In South Boston, the Rev. Stephen Zukas of St. Peter's Lithuanian Parish said he also planned to appeal his church's closing, although he wasn't especially optimistic of a reprieve.
"I expect the archbishop to read our appeal with an open mind and heart," Zukas said.
In Dedham, St. Susanna Parish's pastor, the Rev. Stephen Josoma, told his flock that Archbishop Sean O'Malley has agreed to visit the church and personally explain his decision to close it.
"I'm not sure that it will change anything but we're ready to give it a try," Josoma told the Sunday congregation of about 500.
A parishioner of 28 years said she's had a hard time sleeping since hearing last week that St. Susanna is one of 65 parishes slated for closure. "My heart and mind cannot accept this decision, and I hope when the archbishop comes, he will see how we feel," said the woman, who asked to be identifed only by her first name, Maria.

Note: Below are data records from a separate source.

PR #616, opened 2019-03-29
Upgrade to php 7.1

Landerstraeten:


src/Collection/ProcessArgumentsCollection.php
```diff
@@ -14,10 +14,7 @@ public static function forExecutable(string $executable): self
         return new self([$executable]);
     }
 
-    /**
-     * @param string|null $value
-     */
-    public function addOptionalArgument(string $argument, $value)
+    public function addOptionalArgument(string $argument, $value = null): void
```
SerkanYildiz:
```suggestion
    public function addOptionalArgument(string $argument, string $value = null): void
```

Landerstraeten: @SerkanYildiz $value can also be null or an integer

SerkanYildiz: Ok, according to the removed php docblock it should be an string|null, that's why it was my suggested change :)

Landerstraeten: What about `?string` and force to cast?

PR #617, opened 2019-03-29
Add Paratest task

janvernieuwe:
| Q             | A
| ------------- | ---
| Branch        | master
| Bug fix?      | no
| New feature?  | yes
| BC breaks?    | no
| Deprecations? | no
| Documented?   | yes

A PR with only paratest, not all tasks in parallel, so we can get this merged faster

# New Task Checklist:

- [ x ] Is the README.md file updated?
- [ x ] Are the dependencies added to the composer.json suggestions?
- [ x ] Is the doc/tasks.md file updated?
- [ x ] Are the task parameters documented?
- [ x ] Is the task registered in the tasks.yml file?
- [ x ] Does the task contains phpspec tests?
- [ x ] Is the configuration having logical allowed types?
- [ x ] Does the task run in the correct context?
- [ x ] Is the `run()` method readable?
- [ x ] Is the `run()` method using the configuration correctly?
- [ x ] Are all CI services returning green?

### DIFF
--- a/doc/tasks/paratest.md
+++ b/doc/tasks/paratest.md
@@ -1,4 +1,4 @@
-# Phpunit
+# Paratest
 
 The Paratest task will run your PHPUnit tests in parallel.
 
@@ -36,10 +36,10 @@ parameters:
 *Default: null*
 
 The number of test processes to run. (Default: auto)
-                             Possible values:
-                             - Integer (>= 1): Number of processes to run.
-                             - auto (default): Number of processes is automatically set to the number of logical CPU cores.
-                             - half: Number of processes is automatically set to half the number of logical CPU cores.
+ Possible values:
+ - Integer (>= 1): Number of processes to run.
+ - auto (default): Number of processes is automatically set to the number of logical CPU cores.
+ - half: Number of processes is automatically set to half the number of logical CPU cores.
 
 **functional**
 
@@ -85,6 +85,7 @@ Runner, WrapperRunner or SqliteRunner. (Default: Runner)
 *Default: null*
 
 Debugger settings for code coverage.
+It can have a bin and a args key. These can be used to set the debug binary and additional arguments.
 
 **coverage-xml**
 
--- a/doc/tasks/paratest.md
+++ b/doc/tasks/paratest.md
@@ -1,0 +1,113 @@
+# Phpunit
+
+The Paratest task will run your PHPUnit tests in parallel.
+
+***Composer***
+
+```
+composer require --dev brianium/paratest
+```
+
+***Config***
+
+The task lives under the `paratest` namespace and has following configurable parameters:
+
+```yaml
+# grumphp.yml
+parameters:
+    tasks:
+        paratest:
+            processes: ~
+            functional: ~
+            group: []
+            always_execute: false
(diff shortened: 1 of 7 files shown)


doc/tasks/paratest.md
```diff
@@ -0,0 +1,113 @@
+# Phpunit
```
veewee: paratest

doc/tasks/paratest.md
```diff
@@ -0,0 +1,113 @@
...
+            log-junit: null
+            testsuite: null
+```
+
+**processes**
+
+*Default: null*
+
+The number of test processes to run. (Default: auto)
+                             Possible values:
```
veewee: The indentation is a bit off. Therefor it doesn't display a list

doc/tasks/paratest.md
```diff
@@ -0,0 +1,113 @@
...
+
+*Default: null*
+
+Runner, WrapperRunner or SqliteRunner. (Default: Runner)
+
+**debugger**
+
+*Default: null*
+
+Debugger settings for code coverage.
```
veewee: Can you specify the settings here. Unclear what should be in there from the documentation.

src/Task/Paratest.php
```diff
@@ -0,0 +1,104 @@
...
+
+        $coverageEnabled = function ($config) {
+            return !empty($config['coverage-xml'])
+                || !empty($config['coverage-html'])
+                || !empty($config['log-junit']);
+        };
+        if ($coverageEnabled($config) && !empty($config['debugger'])) {
+            $bin = $config['debugger']['bin'];
+            $args = $config['debugger']['args'];
+            $arguments = new ProcessArgumentsCollection(array_merge([$bin], $args, $arguments->toArray()));
```
veewee: don't you need to `...$args, ...$arguments->toArray()` ?

src/Task/Paratest.php
```diff
@@ -0,0 +1,104 @@
...
+        $arguments->addOptionalArgument('-c %s', $config['configuration']);
+        $arguments->addOptionalArgument('--phpunit %s', $config['phpunit']);
+        $arguments->addOptionalArgument('--runner %s', $config['runner']);
+        $arguments->addOptionalArgument('--coverage-xml %s', $config['coverage-xml']);
+        $arguments->addOptionalArgument('--coverage-html %s', $config['coverage-html']);
+        $arguments->addOptionalArgument('--log-junit %s', $config['log-junit']);
+        $arguments->addOptionalArgument('--testsuite %s', $config['testsuite']);
+        $arguments->addOptionalCommaSeparatedArgument('--group=%s', $config['group']);
+
+        $coverageEnabled = function ($config) {
```
veewee: might also be just a variable or a private function

src/Task/Paratest.php
janvernieuwe: I don't think so? The array merge should handle it to become a single array, and that is what the constructor expects.

doc/tasks/paratest.md
veewee: @janvernieuwe  can you add an example?

PR #627, opened 2019-04-19
Improve level parameter of PhpStan task

Landerstraeten:
See #612


src/Collection/ProcessArgumentsCollection.php
```diff
@@ -132,11 +132,24 @@ public function addOptionalBooleanArgument(string $argument, $value, string $tru
...
+     * @param string $argument
+     * @param mixed $value
+     */
+    public function addOptionalMixedArgument(string $argument, $value)
     {
         if (null === $value) {
             return;
         }
 
+        if (\is_bool($value)) {
```
veewee: Maybe a bridge to far at this point since it isn't used?
We also have `addOptionalBooleanArgument()` for this use case

PR #629, opened 2019-05-06
Adds PHP7 type hinting where missing

MarkVaughn:
String

| Q             | A
| ------------- | ---
| Bug fix?      | no
| New feature?  | no
| BC breaks?    | no
| Deprecations? | no
| Documented?   | no
| Fixed tickets | no

Added type hinting where missing. 
TaskResultCollection: only returns int
ConfigureCommand: return is string, which is the parameter, therefore parameter should be string.
PreCommitCommand: never returns void
RunCommand: never returns void
Str: doc says string, should be string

When asked at the end of service who would like to proceed with contesting the closure, the entire parish stood.
In Charlestown, after listening solemnly as their pastor read aloud his letter of appeal, parishioners at St. Catherine saluted Bowers with a standing ovation. He wiped away tears as the thunderous applause echoed under the century-old church's soaring vaulted ceiling.
Parishioners peppered Bowers with questions, some wondering if the closure was payback for their pastor's outspoken criticism of O'Malley's predecessor, Bernard Cardinal Law.
"I don't want to believe the archdiocese retaliates against priests," said Bowers, who nonetheless noted that O'Malley is surrounded by Law's former inner circle.
In a letter notifying Bowers St. Catherine would be closed, O'Malley cited dwindling numbers of worshippers and its nearness to two other parishes in Charlestown.
Parishioners stood in the aisles after the service making plans to circulate petitions and to demand O'Malley face them.
Parishioner Peter Borre, who blasted the planned closure as a shortsighted snub of Charlestown's immigrant community, said he would take on the job of organizing the petition drive.
"This is a very unwise strategic decision," Borre said.